Last week I wrote about an issue that is top of mind for a whole lot of people in the industry, inflation. Today, I’m writing about an issue that is not top of mind but should be, population growth and aging. The structure of the population is at the heart of both supply and demand. But we often take them for granted until they become a problem.

To use another metaphor, population aging and growth is like a subtle, nagging source of stress that eats at you day-after-day until it just becomes too much. The time for “too much” was before the pandemic if you can remember that. Traffic was sluggish and our clients had questions. Where is it going? Why? Is it me? Our response was something like “We are in a take-share environment” or “Hey, maybe we built too many restaurants”.

The U.S. Census projects that consumers in their prime spending years (18 to 64) are going to shrink as a proportion of the population from 52.4% in 2016 to 49.5% by the end of this decade. This seems like a small difference. But as Baby Boomers continue to age, they are driving the proportion of the population ages 65+ from 17.2% to 23.2% over the same period.

Baby Boomers were crucial to the growth of this industry but now they are doing what they always said they would not do.

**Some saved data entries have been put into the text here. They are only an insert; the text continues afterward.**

PR #2986, opened 2018-02-03
Use html format for _eid types in a reference, refs 2985

### LINKED ISSUE #2985: Reference Datatype displayed strangely
### Setup and configuration

https://www.semantic-mediawiki.org/wiki/Queen_Victoria

### Issue
I tried to create an example Property with type reference as:
https://www.semantic-mediawiki.org/wiki/Property:Has_Wikidata_Reference

and tried to assign
`[[Has Wikidata Reference::https://en.wikipedia.org/wiki/Queen_Victoria;Q9439]]
`

which is displayed as
qv

which looks strange to me since it has visible html code elements.

mwjames:
This PR is made in reference to: #2985

- When building a reference list, formatting of values need to be cared for to ensure that raw wikitext  (either as `[ ...]` or `[[ ... ]]` and in which case of the `_eid` type was `[https://www.wikidata.org/entity/...]` caused a double parse and ultimately broke the link representation) is transformed before embedded in the outer content representation 

This PR includes:
- [x] CI build passed

Fixes #2985

### DIFF
--- a/src/DataValues/ValueFormatters/ReferenceValueFormatter.php
+++ b/src/DataValues/ValueFormatters/ReferenceValueFormatter.php
@@ -5,6 +5,7 @@ namespace SMW\DataValues\ValueFormatters;
 use RuntimeException;
 use SMW\DataValueFactory;
 use SMW\DataValues\ReferenceValue;
+use SMW\DataValues\ExternalIdentifierValue;
 use SMW\DIProperty;
 use SMW\DIWikiPage;
 use SMW\Message;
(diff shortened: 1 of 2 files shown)


kghbln:
This could probably be backported?

mwjames:
> This could probably be backported?

The change is only one line and the test should work on 2.5.+ as well, so if you think it is worth it, feel free.

kghbln:
Back-ported with https://github.com/SemanticMediaWiki/SemanticMediaWiki/commit/9a8d1c8667f325739ce3da8478079a8166ca875e.

PR #2991, opened 2018-02-07
Update en.json

### LINKED ISSUE #2989: Special:Ask UX issues
I noticed the cool enticements to Special:Ask coming in 3.x when reading https://github.com/SemanticMediaWiki/SemanticMediaWiki/issues/1365#issuecomment-362813504

On playing with it at https://sandbox.semantic-mediawiki.org/wiki/Sp%C3%A9cial:Requ%C3%AAter I found some room to make it even moar awesome from a UX perspective:

* The `Empty` link has unclear behavior. I was not sure what it would do until I clicked it. Using the word "Clear" would be more... clear. "Clear all" or "Clear page" would be even clearer.

* The cheat sheet is displayed in a box that does not clock when you click outside of it, as is convention on the web. You need to actually move the cursor to the x at the top right and click it.

* It is not that obvious how to expand the parameter list or that one can do this to begin with. Having a "show more" link underneath the shortened list would help with that.

kghbln:
This PR is made in reference to: #2989 

- Tweak some system messages to be more intuitive

This PR includes:
- [x] CI build passed

Fixes #2989


JeroenDeDauw:
+1

PR #3001, opened 2018-02-11
Translated all propertyLabels to Spanish

ivanhercaz:
- Translation of the propertyLabels to Spanish

This PR includes:
- [ ] CI build passed

Note that I just not translate what it wasn't translated, I also fix two properties: `_NEWP` and `_PVUC`. I don't know if it could cause some problem in the current SMW installations that use it, so if there isn't a solution for that, I can undo both changes, although `_PVUC` I have been translating in TranslateWiki as "singularidad" and not "unicidad", I can change it there too.

Regards,
Iván

### DIFF
--- a/i18n/extra/es.json
+++ b/i18n/extra/es.json
@@ -75,6 +75,8 @@
         "_PPGR": "Es un grupo de propiedad"
     },
     "propertyAliases": {
+        "Es página nueva": "_NEWP",
+        "Tiene restricción de unicidad": "_PVUC",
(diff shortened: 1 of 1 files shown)


kghbln:
You could add the old versions to "propertyAliases"

ivanhercaz:
@kghbln, I added the propertyAliases. Is everything fine?

kghbln:
@ivanhercaz Thanks a ton!

PR #3017, opened 2018-02-17
Add `smwgCompactLinkSupport`

mwjames:

- Adds `$smwgCompactLinkSupport` setting (default: `true`) to generate "compact" (aka base64) links for pages like `Special:Ask`, `Special:Browse`, and `Special:SearchByProperty`
- Links will be similar to something like `Special:Browse/cl:OkV4YW1wbGUtMkZTMDAyNA` and depending on the size of the query string (especially for `Special:Ask` links) some space saving can be considered but is not the main objective
  - `Special:Ask/-5B-5BProperty:%2B-5D-5D-20-5B-5BCategory:Lorem-20ipsum-5D-5D/-3FHas-20description%3DDescription/-3FHas-20type/mainlabel%3D/limit%3D50/offset%3D50/format%3Dtable/class%3Ddatatable`
  -  `Special:Ask/cl:YzpFirEKwzAMRD-oGIcWLwEvaSgdOvQXlEQuAjsykjLk75u6Q-CGd-_OhcGF4S1cUWzvLy6Mv1w714Y7GH5Y9v7FguXQVHUr_5N3t8cT9JAL6ixUjXiN48nnwfaKvgCtGSbM0WcqZDF0nlNSbJRYClg0mDL6OYNqXMCg9S8`

This PR includes:
- [x] CI build passed

Fixes #

### DIFF
--- a/DefaultSettings.php
+++ b/DefaultSettings.php
@@ -303,6 +303,29 @@ return array(
 	##
 
 	###
+	# Compact infolink support
+	#
+	# Special:Browse, Special:Ask, and Special:SearchByProperty links can contain
+	# arbitrary text elements and therefore become difficult to transfer when its
+	# length exceeds a certain character length.
+	#
+	# A compact link will be encoded and compressed to ensure that it can be handled
+	# more easily when referring to it as an URL representation.
+	#
+	# It is not expected to be used as a short-url service, yet in some instances
+	# the generate URL can be comparatively shorter than the plain URL.
+	#
+	# The generated link has no security relevance therefore is is not
+	# cryptographically hashed or secure and should not be seen as such, it is
+	# foremost to "compact" an URL address.
+	#
+	# @since 3.0
+	# @default true
+	##
+	'smwgCompactLinkSupport' => true,
+	##
+
+	###
 	#
 	# - SMW_CAT_NONE
 	#
--- a/includes/SMW_Infolink.php
+++ b/includes/SMW_Infolink.php
@@ -1,19 +1,16 @@
 <?php
-/**
- * This file contains the SMWInfolink class.
- *
- * @author Markus Krötzsch
- * @author Jeroen De Dauw
- *
- * @ingroup SMW
- */
 
 /**
  * This class mainly is a container to store URLs for the factbox in a
  * clean way. The class provides methods for creating source code for
  * realising them in wiki or html contexts.
  *
- * @ingroup SMW
+ * @license GNU GPL v2+
+ * @since 1.0
+ *
+ * @author Markus Krötzsch
+ * @author Jeroen De Dauw
+ * @author mwjames
  */
 class SMWInfolink {
 
@@ -66,6 +63,11 @@ class SMWInfolink {
 	private $isRestricted = false;
 
 	/**
+	 * @var boolean
+	 */
+	private $isCompactLink = false;
+
+	/**
 	 * Create a new link to some internal page or to some external URL.
 	 *
 	 * @param boolean $internal Indicates whether $target is a page name (true) or URL (false).
@@ -80,6 +82,7 @@ class SMWInfolink {
 		$this->mTarget = $target;
 		$this->mStyle = $style;
 		$this->mParams = $params;
+		$this->setCompactLink( $GLOBALS['smwgCompactLinkSupport'] );
 	}
 
 	/**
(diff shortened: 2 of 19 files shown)


krabina:
I don't know it this is a good place to ask a question. The compact link support is a great feature, but I don't quite get some parts of it.
According to [1], the limitation of page titles is 255 bytes. As far as I understand, our "page titles" are more calls to a special page (no page with this title ever gets created), but I gess MW still sees it this way. This is reflected in the message I get, when I try a long ask query: "Invalid title". In the following message it indicates that a page title can only be 512 bytes long. I did not find reverences where 512 bytes comes from (there seems to be no configuratio option, also according to [1]. 

So the first problem is that I don't know how to influence that.

Second problem: different queries get handled differently
A) a short query works and gets sent get sent to
.../Spezial:Semantische_Suche/cl:YzotTzEO...
B) a medium sized query looks differently and gets sent to an empty Special:Ask (without the query being performed):
.../index.php?title=Spezial:Ask&cl:YzqdVUFOwzAQfA...
C) a very long query leads to a wiki page with the above message regarding page title length

I tried to recreate this on sandbox, but was only able to do this for A) and B): https://sandbox.semantic-mediawiki.org/wiki/Issue/3017
For C), you can see it here: http://stadtinzahlen.gemeindedaten.at/Spezial:Semantische_Suche/cl:YzqNk8FuwjAMhp9lD9C1AvUyqYchBgeGhjSJw26mddqI1EGJO6Q9yJ5gj7EbLzYHJlEWBkhVpPr_Yv9O4iQfJfloBoy1dRoflui2YLijOhlkHVWyLqzRrNdJPpYvTYaT6ewtGQyTwf5n96kUEhtdNsKOsNJInpHxgNAVJps46JBuhOe7LyJ0PfpUh87XWBuNFTq-lYotXMZjEwuBtSWP7UaJWF8V45JnqbjSI7Xo1nI7YXN2vCy_QectgemxU2xRk5gG9lto-tJo9-2khOjSZKg0RV82Bsumf2pL_YGrP-RFMW7rLBW39cpQsfg8G4qz9rQ4V6_t_6JxxlP52rkfJkJOLDyPF1cDYYDmttJKl8BykSJUMlQh_Aw-JJU3xTa0r33agiYDKzRFmCKjW81FnqVWKY9cZKmyrgUuSv-eNghiyxcbI3vSChV0hosnL4m2nav2fsjuZ2UtLQRHYykcwugUeM93qdIGCVosjg_md6jvpcQP

So I guess this could be a bug after all and also a question how to setup a wiki where C) doe not happen...

[1] https://www.mediawiki.org/wiki/Page_title_size_limitations

krabina:
btw, when I set $smwgCompactLinkSupport = false;
then even the longer queries in my wiki work. Seems to be a bug I guess.

mwjames:
Hi,

> So I guess this could be a bug after all and also a question how to setup a
> wiki where C) doe not happen...

My advice, if encountered an issue with the `smwgCompactLinkSupport`
feature, just disable it and you will have the behaviour as it was on
2.x.

If I ever have the time then I may revisit this feature because I know
the MW parser messes with the string (e.g. changing `__` to `_`) and
therefore can make those links loose information which ultimately
means we are unable to decode the string and result in a blank page.

Cheers

kghbln:
I just had this on a wiki. To me it appeared that the number of printout matters for this to work, i.e. it was broken with 27 printouts and after removing some to 24 it worked. In both cases `$smwgQMaxSize = 32;` was set. Anyways, I really like the idea behind it and getting it to work in all cases at one stage will be cool.

mwjames:
> I just had this on a wiki. To me it appeared that the number of printout
> matters for this to work, i.e. it was broken with 27 printouts and after
> removing some to 24 it worked. In both cases `$smwgQMaxSize = 32;` was set.
> Anyways, I really like the idea behind it and getting it to work in all
> cases at one stage will be cool.

Given the flakiness of this feature due to factors currently
undetermined (and I'm not planning to investigate the issue) we should
disable it (setting it to `false`) hereby restoring the 2.5.x
behaviour.

kghbln:
> Given the flakiness of this feature due to factors currently undetermined (and I'm not planning to investigate the issue) we should disable it (setting it to `false`) hereby restoring the 2.5.x behaviour.

Quite sad, but I concur. I created a separate issue #3855 to track this.

kghbln:
Documented:
* [here](https://www.semantic-mediawiki.org/w/index.php?title=Help%3A%24smwgCompactLinkSupport&type=revision&diff=69221&oldid=59119)
* [there](https://www.semantic-mediawiki.org/wiki/Help:Compact_links)

PR #3019, opened 2018-02-18
Add SMW_NS_RULE ns, refs 2273

mwjames:
This PR is made in reference to: #2273

This PR addresses or contains:

- This is a minimal framework that allows to define a rule set and rule interpreter (out of scope for this PR). For now it has been stripped form its original implementation to only contain a bare bone to manage a rule type, its definition, and representation (as I require a structureable content type for a different PR and using the MediaWiki NS was a non starter).
- A rule page can only be edited by someone with the `smw-ruleedit` right (smwcurator role has the right)
- Rules types are registered with `$smwgRuleTypes`
- I consider this experimental

A rule definition and its content page will look like

image

If the content violates the schema then the user will be notified with something that appears as

image

This PR includes:
- [x] Tests (unit/integration)
- [x] CI build passed

Fixes #

PR #3020, opened 2018-02-18
Add keyword (`_keyw`) type

mwjames:

- As the name suggests this PR adds a keyword type that is different from the standard text type by:
  - being restricted in length (150 for ASCII, 85 for UTF-8 to ensure that it fits into the 255 char `o_hash` field)
  - is normalized (lowercased, removed diacritics)
  - the original annotation value is kept but during a query request the normalized value is used to match the broadest possible result set which means whether you use `teSt`, `TEST`, or `test` the normalized version will always match the keyword `test` independent of any `SMW_FIELDT_CHAR_NOCASE` or the full-text index settings
  - allows to add a formatter rule (#3019, `[[Formatter rule:...]]`) which will self link any keyword to a `link_to` target (which can either be a `Special:SearchByProperty` or `Special:Ask`) to have immediate access to entities that have the same normalized keyword annotated
- The `Keyword` as property has been added to `smwgDataTypePropertyExemptionList` so that `Property:Keyword` is not automatically occupied and doesn't override any existing user properties with the same name

This PR includes:
- [x] CI build passed

## Why?

Users apply the `#lc` parser function to normalize texts and in a later phase format those via a template to help generate query links. Both functions `#lc` and templates can lengthen the parser time of a page therefore the keyword type and hereby any property defined as such should help minimize the work related to it.

## Formatter rule

Any keyword typed property can have its own formatter rule assigned which defines how links should be generated where #3017 was added to allow those links to become compact and easier to handle from a user point of view.

Link to `Special:Ask` with format `list`
```
{
    "description": "Specifies a formatting rule for a keyword type",
    "type": "LINK_FORMAT_RULE",
    "rule": {
        "link_to": "Special:Ask",
        "parameters": {
            "format": "list"
        }
    },
    "tags": [
        "formatter",
        "link formatter",
        "keyword"
    ]
}
```
Link to `Special:Ask` with format `table` and show `Has description` as printout.
```
{
    "description": "Specifies a formatting rule for a keyword type",
    "type": "LINK_FORMAT_RULE",
    "rule": {
        "link_to": "Special:Ask",
        "parameters": {
            "format": "table",
            "printouts": [
                "Has description"
            ]
        }
    },
    "tags": [
        "formatter",
        "link formatter",
        "keyword"
    ]
}
```
Link to `Special:SearchByProperty` with no parameters required (the link definition is clear by just being a property and a value).
```
{
    "description": "Specifies a formatting rule for a keyword type",
    "type": "LINK_FORMAT_RULE",
    "rule": {
        "link_to": "Special:SearchByProperty"
    },
    "tags": [
        "formatter",
        "link formatter",
        "keyword"
    ]
}
```

### DIFF
--- a/DefaultSettings.php
+++ b/DefaultSettings.php
@@ -798,7 +798,8 @@ return array(
 	##
 	'smwgDataTypePropertyExemptionList' => array(
 		'Record',
-		'Reference'
+		'Reference',
+		'Keyword'
 	),
 	##
 
--- a/data/schema/rule/link-format-rule-schema.v1.json
+++ b/data/schema/rule/link-format-rule-schema.v1.json
@@ -71,9 +71,6 @@
                 "default": "",
                 "examples": [
                   "Has description"
-                ],
-                "enum": [
-                  "Has description"
                 ]
               }
             }
@@ -89,14 +86,15 @@
               "enum": ["Special:Ask"]
             }
           },
-          "required": ["parameters"]
+          "required": [ "parameters" ]
         },
         {
           "properties": {
             "link_to": {
-              "enum": ["Special:SearchByProperty"]
+              "enum": ["Special:SearchByProperty" ]
             }
-          }
+          },
+          "additionalProperties": false
         }
       ]
     },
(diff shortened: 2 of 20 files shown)


mwjames:
@kghbln This is where the minimal framework of #3017 comes into play without being a strict production rule but here `LINK_FORMAT_RULE` defines what sort of rules need to be enacted. Using JSON allows to define structured elements with a schema being able to enforce elements and types.

Of course, if the property has no formatter rule then it just displays the annotated value.

I needed this type for a better performance on the upcoming feature in order to decide when to use a term instead of a phrase_search with a keyword type always being normalized (it just means I can use a not_analyzed field without having to care about how the query value is formatted).

JeroenDeDauw:
Cool

krabina:
note: in the examples above, `LINK_FORMAT_RULE` must be changed to  `LINK_FORMAT_SCHEMA`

They are acting like their parents and dining out less and less. Today, the Boomer’s average spend per visit is roughly the same as their older generational neighbors, the Matures; both now spend 23% less than middle-aged consumers – restaurants’ biggest spenders. 

If you couple this with population growth slowing to a trickle this past year (.1%). then we have serious reasons to reconsider our growth expectations year-over-year. It is likely not just inflation that is making last year’s industry performance hard to beat. In fact, when we back inflation out of the restaurant industry’s growth story the industry saw about 12% total growth (inflation adjusted) in the decade before the pandemic, compared to 9% overall growth in the population. A big chunk of that growth was simply just more people to feed. Today that structural advantage is gone.

So, the question is what does this mean? Narrow marketing strategies focused on younger consumers may make for more cutting-edge advertising; however, we must do a better job at keeping Baby Boomers excited about dining out and ordering in than they did with their own parents. Absent that, double-digit growth or even mid-single digit growth will be much harder to come by. Sure, there are restaurant concepts that will thrive by catering to younger generations by stealing share and building units. But as a broader industry we should think seriously about the intergenerational strategy that will be required to protect our traffic from further erosion.

For example, it should not be surprising to learn that adoption of digital ordering technologies is unevenly distributed by generation. When I see the lag in older adult adoption of new ordering technologies, I am reminded of my childhood in the late 80s and early 90s and a memory of watching my farmer of a grandfather navigate the McDonald’s drive-thru.

Microphones and PA systems weren’t for ordering burgers. They were for calling square dances, as I imagine he must have thought. It was all very confusing to him. That confusion was by accident but it was built into the design. No one had asked him or his generation how to optimize the drive-thru experience to his liking.

But they certainly knew enough about me to guess that I’d love the clown and his playgrounds and that I’d make my grandfather drive into town for a burger. In today’s new digitally enhanced world, investing in the Baby Boomer experience, in addition to the younger folks on your marketing radars, is far more important than before.

The bygone days when Boomers were in their prime spending years are over and so are the related growth cycles that we have become accustomed to. The population growth that made past executives look like geniuses is also behind us.  McDonald’s may not have lost a dime when they lost my grandfather’s drive-thru business back then, but restaurants cannot afford to do the same with his daughter today. Besides, she already has a smartphone and I assure you she has little time for square dances.